Restating every entry exactly is the whole task.

## [Data listing]
Content starts
PR #32353, opened 2025-02-06
build: add luals check

dundargoc:
This automatically downloads and uses the correct luals binary for the
currently used system. `make luals` will run luals on all lua files in
`runtime`.

We download lua-language-server manually instead of relying on
contributors downloading it on their own (like with stylua) as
Content ends
## [Your response]
PR #32353, opened 2025-02-06
build: add luals check

dundargoc:
This automatically downloads and uses the correct luals binary for the
currently used system. `make luals` will run luals on all lua files in
`runtime`.

We download lua-language-server manually instead of relying on
contributors downloading it on their own (like with stylua) as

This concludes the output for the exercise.